Transgender people revolt
Many binary transgender people (those who transition from male to female or vice versa) often seem to not challenge capitalist gender at all but rather perform its stereotypical features aggressively to make themselves the gender they identify as. While on the surface this seems correct, trans people don’t perform gender stereotypes to become the gender they identify as (no trans man believes that trousers make them a boy); rather they perform the stereotypes in order to be seen by capitalist society as the gender they identify as and to protect themselves from the discrimination and violence they might face if they don’t fully ‘pass’ (succeed in being perceived) as that gender. A person who is willing to cross the lines of socially-conditioned gender, regardless of reproductive ability and conditioning into parenthood, is revolting against ideas of womanhood and manhood as defined by involvement in reproductive labour; the transgender person undertakes the same act of revolt as the lesbians and gays of the 1960s who refused to participate in traditional reproductive labour and the women’s liberation movements who refused to define themselves by their ability to reproduce.
But capitalism, as always, sets people against each other rather than acts for the good of humanity. We can see the backlash against the increased awareness of socially-constructed gender through the October 2021 BBC article ‘We’re being pressured into sex by some trans women’ by Catherine Lowbridge. This article was an attack on trans women, claiming that the alleged actions of a few trans women could be seen as representative of all trans women, based on a study conducted by a dubious group with only 80 online participants (Get the L out, Lesbians at Ground Zero), providing merely anecdotal evidence and including the opinions of Lily Cade, an accused rapist, who would go on to use the attention she got from the article to publish a manifesto calling for the lynching of trans women (www.them.us/story/lily-cade-violence-terfs-bbc). In the article (which the BBC has since changed) the writer cited Lily Cade without mentioning that she is an accused rapist (despite being told this by a transgender activist), skims over the unreliable nature of the study and claims not to have talked to a transgender person for an alternative viewpoint.

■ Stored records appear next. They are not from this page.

PR #3491, opened 2025-07-03
feat: expose available needed by chatsdk

### LINKED ISSUE #3497: feat: to use `token_bucket` as rate limiter we need to expose the currenct budget and cap
### Problem
We want to use `token_bucket` in `nim_chatsdk` to do so we need to expose the current budget and cap

plopezlpz:
# Description

Exposing available capacity

# Changes

- [x] exposing available capacity for both modes: strict and compensating

## How to test

Unit tests included, no further testing

closes #3497

### DIFF
--- a/tests/common/test_tokenbucket.nim
+++ b/tests/common/test_tokenbucket.nim
@@ -152,3 +152,100 @@ suite "Token Bucket":
     reqTime += 1.minutes
     let (maxCompensationBudget, _, _) = bucket.getAvailableCapacity(reqTime)
     check maxCompensationBudget == 1250 # 1000 + 250 max compensation
+
+  test "TokenBucket custom budget parameter":
+    let now = Moment.now()
+
+    # Test with default budget (-1, should use budgetCap)
+    var bucket1 = TokenBucket.new(1000, 1.seconds, budget = -1)
+    let (budget1, budgetCap1, _) = bucket1.getAvailableCapacity(now)
+    check budget1 == 1000
+    check budgetCap1 == 1000
+
+    # Test with custom budget less than capacity
+    var bucket2 = TokenBucket.new(1000, 1.seconds, budget = 500)
+    let (budget2, budgetCap2, _) = bucket2.getAvailableCapacity(now)
+    check budget2 == 500
+    check budgetCap2 == 1000
+
+    # Test with budget equal to capacity
+    var bucket3 = TokenBucket.new(1000, 1.seconds, budget = 1000)
+    let (budget3, budgetCap3, _) = bucket3.getAvailableCapacity(now)
+    check budget3 == 1000
+    check budgetCap3 == 1000
+
+    # Test with zero budget
+    var bucket4 = TokenBucket.new(1000, 1.seconds, budget = 0)
+    let (budget4, budgetCap4, _) = bucket4.getAvailableCapacity(now)
+    check budget4 == 0
+    check budgetCap4 == 1000
+
+    # Test consumption with custom budget
+    check bucket2.tryConsume(300, now) == true
+    let (budget2After, budgetCap2After, _) = bucket2.getAvailableCapacity(now)
+    check budget2After == 200
+    check budgetCap2After == 1000
+    check bucket2.tryConsume(300, now) == false # Should fail, only 200 remaining
+
+  test "TokenBucket custom lastTimeFull parameter":
+    let now = Moment.now()
+    let pastTime = now - 5.seconds
+
+    # Test with past lastTimeFull (bucket should be ready for refill)
+    var bucket1 = TokenBucket.new(1000, 1.seconds, budget = 0, lastTimeFull = pastTime)
+    # Since 5 seconds have passed and period is 1 second, bucket should refill
+    check bucket1.tryConsume(1000, now) == true
+
+    # Test with current time as lastTimeFull
+    var bucket2 = TokenBucket.new(1000, 1.seconds, budget = 500, lastTimeFull = now)
+    check bucket2.getAvailableCapacity(now) == (500, 1000, now)
+
+    # Test strict mode with past lastTimeFull
+    var bucket3 = TokenBucket.new(
+      1000, 1.seconds, ReplenishMode.Strict, budget = 0, lastTimeFull = pastTime
+    )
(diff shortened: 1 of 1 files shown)


Ivansete-status (approved):
LGTM! Thanks for it! :100:

waku/common/rate_limit/token_bucket.nim
```diff
@@ -109,6 +109,12 @@ proc update(bucket: TokenBucket, currentTime: Moment) =
   else:
     updateStrict(bucket, currentTime)
 
+## Returns the available capacity ratio of the bucket: 0.0 (empty); 1.0 (full)
+proc getAvailableCapacityRatio*(bucket: TokenBucket, currentTime: Moment): float =
```
NagyZoltanPeter:
```suggestion
proc getAvailableCapacityRatio*(bucket: TokenBucket, currentTime = Moment.now()): float =
```
Might ease the use with defaulting to now() as most of the time that's one in question. WDYT?

waku/common/rate_limit/token_bucket.nim
```diff
@@ -109,6 +109,12 @@ proc update(bucket: TokenBucket, currentTime: Moment) =
...
+  if periodElapsed(bucket, currentTime):
+    return 1.0
+  return bucket.budget.float / bucket.budgetCap.float
```
NagyZoltanPeter: Mind that this version of TokenBucket introduces two modes. 
The simple one called `strict` which behaves as expected, calculates buget use absolute to time period.
The other one can take consideration to refil the bugdet  over the capacity based on previous usage.
My guess this calculation will work in case of `strict` mode, otherwise you can get `> 1.0` results.
It's up to you if you would like to manage this case here or not.

NagyZoltanPeter (approved):
LGTM, just added some comment to consider.

waku/common/rate_limit/token_bucket.nim
plopezlpz: true

waku/common/rate_limit/token_bucket.nim
plopezlpz: yes

fryorcraken:
@plopezlpz what is the intent here?

Is the idea to use this as part of the rate limit manager solution?

In this case, I would suggest that we fully extract the code you need in its own library. cc @NagyZoltanPeter

waku/common/rate_limit/token_bucket.nim
```diff
@@ -109,6 +109,22 @@ proc update(bucket: TokenBucket, currentTime: Moment) =
   else:
     updateStrict(bucket, currentTime)
 
+## Returns the available capacity of the bucket: (budget, budgetCap)
```
Ivansete-status: nitpick that I missed: the comments should go under the proc's signature :)

Ivansete-status (approved):
This PR is correct and I don't see any harm in exposing the available capacity.
Just adding an additional nitpick comment but I think we can merge that :)

waku/common/rate_limit/token_bucket.nim
plopezlpz: like in python

NagyZoltanPeter:
> @plopezlpz what is the intent here?
> 
> Is the idea to use this as part of the rate limit manager solution?
> 
> In this case, I would suggest that we fully extract the code you need in its own library. cc @NagyZoltanPeter (doesn't have to be straight away, but end goal should be clear).

I agree, when was making DOS protection and found TockenBucket living in nim-libp2p, that would have been the good choice is to extract it into a separate high level utility library. @fryorcraken: Is that what you mean?
Also the reason I added finally into nim-waku code base was the special needs we had back than (and a bug in the original implementation).

fryorcraken:
> I agree, when was making DOS protection and found TockenBucket living in nim-libp2p, that would have been the good choice is to extract it into a separate high level utility library. @fryorcraken: Is that what you mean?

Yes, If we are re-using the same piece of code in now 3 places (nim-libp2p, nwaku and chat sdk) then it would be best to have one separate library that can be imported in all 3 projects.

Ivansete-status:
Wouldn't it be better to apply the necessary fixes to [nim-chronos](https://github.com/status-im/nim-chronos/blob/0646c444fce7c7ed08ef6f2c9a7abfd172ffe655/chronos/ratelimit.nim) first, and then only use it?

fryorcraken:
> Wouldn't it be better to apply the necessary fixes to [nim-chronos](https://github.com/status-im/nim-chronos/blob/0646c444fce7c7ed08ef6f2c9a7abfd172ffe655/chronos/ratelimit.nim) first, and then only use it?

What does "necessary fixes" mean? I assume that `ratelimit.nim` in chronos has a very specific utility and functionality.
I am not sure it would make sense to change it within chronos and then use it in other application simply because I am not really convinced chronos maintainer would want to see the generalization of their ratelimit.

But this is FOSS, I see 2 valid paths ahead:

1. Do a PR on chronos to generalize the `ratelimit` and make it fit both nwaku and Chat's rate limit manager use cases. Let's then see if chronos' maintainer welcome the change. I would still find it weird to import this functionality via chronos.

2. Create a generic library that is used by both nwaku and chat's rate limit manager. Youi can then offer to chronos maintainer/open a PR to replace their rate limit manager with ours.
3.

fryorcraken:
> I would go with 2., but 2. would be a really small library, I'll create the repo and see, just a copy/paste

Yes, I came back here for that. What are we talking about here? it's 140 lines of code. I don't see a point in blocking @plopezlpz to try doing some code communism here across 3 different layers of the stack.

Up to you @plopezlpz, my recommendation:

if you can use chronos' out of the box, go for it.
else if you can use nwaku's with minimal changes, do it, and once it works with it within nwaku and some potential dirty exposing, we can extract it
else just rewrite your own.

arnetheduck:
> Do a PR on chronos

a well-argued improvement to chronos would certainly be considered - at the end of the day, a token bucket is a well-described algorithm in literature and if chronos' implementation deviates from that, it's certainly welcome to improve it.

_On the other hand_, if the implementation _here_ deviates from literature, it's certainly a good question to ask whether it's due to a well-understood reason or if it's a local decision that later might come back to haunt us.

This biased piece of propaganda from the BBC betrays the prejudice in capitalist society against those who attempt to change its superstructure in this way and the fear that this may disrupt and change capitalism.

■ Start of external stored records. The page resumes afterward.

Issue #3483, opened 2025-07-01
Maintenance Y2025H2


Ivansete-status:
## Description
Gather all maintenance tasks during second half of 2025.
All maintenance PRs should be linked to this so that we don't have orphan PRs.

## PRs
- https://github.com/waku-org/nwaku/pull/3494
- https://github.com/waku-org/nwaku/pull/3486
- https://github.com/waku-org/nwaku/pull/3485
- https://github.com/waku-org/nwaku/pull/3513
- https://github.com/waku-org/nwaku/pull/3514
- https://github.com/waku-org/nwaku/pull/3516
- https://github.com/waku-org/nwaku/pull/3522
- https://github.com/waku-org/nwaku/pull/3525
- https://github.com/waku-org/nwaku/pull/3528
- https://github.com/waku-org/nwaku/pull/3530
- https://github.com/waku-org/nwaku/pull/3355
- https://github.com/waku-org/nwaku/pull/3552
- https://github.com/waku-org/nwaku/pull/3538
- https://github.com/waku-org/nwaku/pull/3559
- https://github.com/waku-org/nwaku/pull/3434
- https://github.com/waku-org/nwaku/pull/3562
- https://github.com/waku-org/nwaku/pull/3583
- https://github.com/waku-org/nwaku/pull/3608
- https://github.com/waku-org/nwaku/pull/3614
- https://github.com/waku-org/nwaku/pull/3622
- https://github.com/waku-org/nwaku/pull/3641
- https://github.com/waku-org/nwaku/pull/3599
- https://github.com/waku-org/nwaku/pull/3596
- https://github.com/waku-org/nwaku/pull/3650
- https://github.com/logos-messaging/nwaku/pull/3659
- https://github.com/logos-messaging/logos-messaging-nim/pull/3664
- https://github.com/logos-messaging/logos-messaging-nim/pull/3612

Ivansete-status:
Closing as we just jumped to another semester :)

PR #3494, opened 2025-07-04
fix: static sharding setup

gabrielmer:
# Description
When setting up the Relay libwaku callback when a node is using static sharding, node setup fails with

```
Could not get autoshards: Static sharding used, cannot get shards from content topics
```

Adding a fix so we don't attempt to get shards from content topics if autosharding isn't enabled

Thanks @fryorcraken for the fix!

# Changes

- [x] don't resolve autoshards when setting app callbacks if autosharding isn't enabled

## Issue

#3483


NagyZoltanPeter (approved):
LGTM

Every socialist who understands the composition of society should expose and oppose such prejudice, armed with the knowledge that changing just the superstructure would merely be soft-left liberalism, and that changing just the base, without disrupting prior ways of thinking, would not work; a socialist society with a capitalist mindset would collapse in on itself. Socialists are liberationists, liberationists from capitalist ideas of race, gender and sexuality because liberation is incompatible with capitalism as a system and, of course, liberationists should be socialists, to free themselves from wage slavery, gender prejudices and state power.